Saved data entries
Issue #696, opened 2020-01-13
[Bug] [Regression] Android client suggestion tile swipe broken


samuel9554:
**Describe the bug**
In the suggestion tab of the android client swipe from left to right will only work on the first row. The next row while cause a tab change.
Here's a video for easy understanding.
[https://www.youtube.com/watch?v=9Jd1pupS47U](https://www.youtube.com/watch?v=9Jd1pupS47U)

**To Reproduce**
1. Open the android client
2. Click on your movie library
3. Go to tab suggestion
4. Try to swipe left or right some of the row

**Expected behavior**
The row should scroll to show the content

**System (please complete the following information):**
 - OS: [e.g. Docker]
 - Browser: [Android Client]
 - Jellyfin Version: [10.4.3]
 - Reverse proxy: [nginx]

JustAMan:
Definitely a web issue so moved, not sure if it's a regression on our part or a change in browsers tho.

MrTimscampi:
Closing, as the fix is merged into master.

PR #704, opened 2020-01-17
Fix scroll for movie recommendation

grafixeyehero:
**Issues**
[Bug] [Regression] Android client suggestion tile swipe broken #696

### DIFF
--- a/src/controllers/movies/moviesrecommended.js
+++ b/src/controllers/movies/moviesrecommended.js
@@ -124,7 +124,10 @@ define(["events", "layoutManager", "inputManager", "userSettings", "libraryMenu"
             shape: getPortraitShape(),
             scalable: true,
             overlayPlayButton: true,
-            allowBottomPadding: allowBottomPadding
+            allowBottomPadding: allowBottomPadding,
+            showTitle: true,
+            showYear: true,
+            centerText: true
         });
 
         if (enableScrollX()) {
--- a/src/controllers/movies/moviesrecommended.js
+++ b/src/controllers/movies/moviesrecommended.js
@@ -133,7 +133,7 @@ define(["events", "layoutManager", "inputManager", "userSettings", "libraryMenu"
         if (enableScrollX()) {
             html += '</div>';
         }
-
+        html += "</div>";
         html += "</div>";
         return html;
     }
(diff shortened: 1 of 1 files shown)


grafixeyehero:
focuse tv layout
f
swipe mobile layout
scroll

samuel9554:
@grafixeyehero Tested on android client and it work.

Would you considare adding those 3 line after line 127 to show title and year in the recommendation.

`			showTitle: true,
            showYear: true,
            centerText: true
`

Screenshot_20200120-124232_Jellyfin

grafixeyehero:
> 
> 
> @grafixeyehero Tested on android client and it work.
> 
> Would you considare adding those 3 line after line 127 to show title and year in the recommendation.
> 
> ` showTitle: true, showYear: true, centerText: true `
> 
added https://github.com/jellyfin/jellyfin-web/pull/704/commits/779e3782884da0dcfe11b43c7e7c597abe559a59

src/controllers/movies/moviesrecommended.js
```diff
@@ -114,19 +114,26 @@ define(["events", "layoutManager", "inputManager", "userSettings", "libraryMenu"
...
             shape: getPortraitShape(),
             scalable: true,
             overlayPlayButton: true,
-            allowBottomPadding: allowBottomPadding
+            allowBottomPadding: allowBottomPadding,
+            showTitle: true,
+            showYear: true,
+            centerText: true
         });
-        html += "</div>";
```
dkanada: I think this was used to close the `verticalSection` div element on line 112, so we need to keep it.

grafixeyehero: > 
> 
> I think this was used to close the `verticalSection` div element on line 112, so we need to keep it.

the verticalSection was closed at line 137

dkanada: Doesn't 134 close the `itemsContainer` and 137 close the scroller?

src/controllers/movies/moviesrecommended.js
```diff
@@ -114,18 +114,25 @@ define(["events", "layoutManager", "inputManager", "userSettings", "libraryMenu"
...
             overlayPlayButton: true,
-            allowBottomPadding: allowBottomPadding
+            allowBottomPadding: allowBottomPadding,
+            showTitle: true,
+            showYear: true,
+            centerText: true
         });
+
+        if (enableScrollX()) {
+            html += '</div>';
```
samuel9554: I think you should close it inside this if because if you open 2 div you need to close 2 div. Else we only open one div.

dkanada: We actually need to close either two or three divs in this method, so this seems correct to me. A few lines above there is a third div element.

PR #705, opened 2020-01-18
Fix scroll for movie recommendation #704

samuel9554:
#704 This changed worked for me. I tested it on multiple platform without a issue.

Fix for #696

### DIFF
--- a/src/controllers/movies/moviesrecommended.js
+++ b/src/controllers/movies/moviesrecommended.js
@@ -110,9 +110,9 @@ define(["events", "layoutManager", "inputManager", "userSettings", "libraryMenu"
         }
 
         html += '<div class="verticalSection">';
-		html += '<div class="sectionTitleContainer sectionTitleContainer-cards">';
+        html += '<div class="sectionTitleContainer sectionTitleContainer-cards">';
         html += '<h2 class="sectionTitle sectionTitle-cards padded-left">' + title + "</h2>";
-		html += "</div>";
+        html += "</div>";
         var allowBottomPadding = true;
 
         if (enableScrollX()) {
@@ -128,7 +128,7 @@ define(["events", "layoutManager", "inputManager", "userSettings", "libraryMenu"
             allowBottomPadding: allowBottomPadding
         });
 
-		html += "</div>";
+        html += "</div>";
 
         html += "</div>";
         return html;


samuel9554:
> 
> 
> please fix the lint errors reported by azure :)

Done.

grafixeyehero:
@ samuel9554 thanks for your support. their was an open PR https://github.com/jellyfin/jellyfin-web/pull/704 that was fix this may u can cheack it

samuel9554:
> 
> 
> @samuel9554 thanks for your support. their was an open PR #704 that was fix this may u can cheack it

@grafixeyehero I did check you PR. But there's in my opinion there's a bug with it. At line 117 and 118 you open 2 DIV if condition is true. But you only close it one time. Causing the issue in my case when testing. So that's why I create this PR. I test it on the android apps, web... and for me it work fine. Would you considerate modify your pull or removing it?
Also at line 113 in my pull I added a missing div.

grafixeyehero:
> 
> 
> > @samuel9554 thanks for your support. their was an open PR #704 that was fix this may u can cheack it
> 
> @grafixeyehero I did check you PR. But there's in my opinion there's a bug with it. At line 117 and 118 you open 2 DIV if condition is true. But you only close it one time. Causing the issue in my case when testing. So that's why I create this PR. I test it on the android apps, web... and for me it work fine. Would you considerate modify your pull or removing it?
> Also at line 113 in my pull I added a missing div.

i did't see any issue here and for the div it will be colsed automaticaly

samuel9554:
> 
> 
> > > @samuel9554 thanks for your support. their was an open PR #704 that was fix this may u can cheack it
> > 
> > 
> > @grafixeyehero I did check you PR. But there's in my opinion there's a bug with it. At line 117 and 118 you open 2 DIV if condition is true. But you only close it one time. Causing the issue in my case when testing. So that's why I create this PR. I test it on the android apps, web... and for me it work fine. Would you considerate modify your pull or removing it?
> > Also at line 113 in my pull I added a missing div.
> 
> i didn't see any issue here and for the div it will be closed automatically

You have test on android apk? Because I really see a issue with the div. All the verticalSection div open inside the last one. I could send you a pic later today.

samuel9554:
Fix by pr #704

Problem statement = Consider the entries above and return each line with the string "apps".

Result of the task =
@grafixeyehero I did check you PR. But there's in my opinion there's a bug with it. At line 117 and 118 you open 2 DIV if condition is true. But you only close it one time. Causing the issue in my case when testing. So that's why I create this PR. I test it on the android apps, web... and for me it work fine. Would you considerate modify your pull or removing it?
> @grafixeyehero I did check you PR. But there's in my opinion there's a bug with it. At line 117 and 118 you open 2 DIV if condition is true. But you only close it one time. Causing the issue in my case when testing. So that's why I create this PR. I test it on the android apps, web... and for me it work fine. Would you considerate modify your pull or removing it?
> > @grafixeyehero I did check you PR. But there's in my opinion there's a bug with it. At line 117 and 118 you open 2 DIV if condition is true. But you only close it one time. Causing the issue in my case when testing. So that's why I create this PR. I test it on the android apps, web... and for me it work fine. Would you considerate modify your pull or removing it?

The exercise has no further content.